#### Provided entries

Issue #593, opened 2018-04-16
/bin/bash: cannot execute binary file


jwendell:
Generated Image seems to be corrupt.

```sh
ctr=$(buildah from centos:7)
buildah config --workingdir /tmp $ctr
buildah config --entrypoint /bin/bash $ctr
buildah commit $ctr test1

podman run --rm -it test1
/bin/bash: /bin/bash: cannot execute binary file
```
A simple example like this works fine in docker:
```Dockerfile
FROM centos:7
ENTRYPOINT /bin/bash
WORKDIR /tmp
```

**Output of `rpm -q buildah` or `apt list buildah`:**
```
buildah-0.16-1.git82529cd.fc27.x86_64
```

**Output of `buildah version`:**
```
Version:       0.16
Go Version:    go1.9.4
Image Spec:    1.0.0
Runtime Spec:  1.0.0
Git Commit:    82529cd
Built:         Wed Apr  4 11:22:14 2018
OS/Arch:       linux/amd64
```

**Output of `cat /etc/*release`:**
```
Fedora release 27 (Twenty Seven)
```

**Output of `uname -a`:**
```
Linux jw-laptop 4.15.16-300.fc27.x86_64 #1 SMP Mon Apr 9 17:50:06 UTC 2018 x86_64 x86_64 x86_64 GNU/Linux
```

**Output of `cat /etc/containers/storage.conf`:**

```
# storage.conf is the configuration file for all tools
# that share the containers/storage libraries
# See man 5 containers-storage.conf for more information

# The "container storage" table contains all of the server options.
[storage]

# Default Storage Driver
driver = "overlay"

# Temporary storage location
runroot = "/var/run/containers/storage"

# Primary Read/Write location of container storage
graphroot = "/var/lib/containers/storage"

[storage.options]
# AdditionalImageStores is used to pass paths to additional Read/Only image stores
# Must be comma separated list.
additionalimagestores = [
]

# Size is used to set a maximum size of the container image.  Only supported by
# certain container storage drivers.
size = ""

# OverrideKernelCheck tells the driver to ignore kernel checks based on kernel version
override_kernel_check = "true"
```

pixdrift:
This looks like a result of this pull request / change in entrypoint behaviour:
https://github.com/projectatomic/buildah/pull/577

It looks like podman is passing /bin/bash in to execute and because the entrypoint is set it is being passed as the first parameter to the entrypoint (/bin/bash).

[...]

PR #596, opened 2018-04-17
Add /bin/sh -c to entrypoint in config

TomSweeneyRedHat:

Prepend ''/bin/sh -c" to the entrypoint value given by the user for the `buildah config` command.  This addresses #593 

Tests:
```
# ctr=$(buildah from centos:7)
# buildah config --workingdir /tmp $ctr
# buildah config --entrypoint /bin/bash $ctr

# buildah commit $ctr test1
Skipping fetch of repeat blob sha256:43e653f84b79ba52711b0f726ff5a7fd1162ae9df4be76ca1de8370b8bbf9bb0
Copying config sha256:ae0382211cbf19f667ef1b3bbcc97b4195ebc1d5119813ca90cdad78eba83371
 1.24 KiB / 1.24 KiB [======================================================] 0s
Storing signatures

# buildah from test1
test1-working-container

# buildah run test1-working-container
[root@mrsdalloway tmp]# 
```

### DIFF
--- a/cmd/buildah/config.go
+++ b/cmd/buildah/config.go
@@ -135,13 +135,16 @@ func updateConfig(builder *buildah.Builder, c *cli.Context) {
 		}
 	}
 	if c.IsSet("entrypoint") {
-		entrypointSpec, err := shellwords.Parse(c.String("entrypoint"))
-		if err != nil {
-			logrus.Errorf("error parsing --entrypoint %q: %v", c.String("entrypoint"), err)
+		entrypointSpec := make([]string, 3)
+		entrypointSpec[0] = "/bin/sh"
+		entrypointSpec[1] = "-c"
+		entrypointSpec[2] = c.String("entrypoint")
+		if len(strings.TrimSpace(c.String("entrypoint"))) == 0 {
+			builder.SetEntrypoint(nil)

########

__Problem__. All lines of the listing holding the string "used" must be returned, copied as they stand.

__Answer to this task__.
# AdditionalImageStores is used to pass paths to additional Read/Only image stores
# Size is used to set a maximum size of the container image.  Only supported by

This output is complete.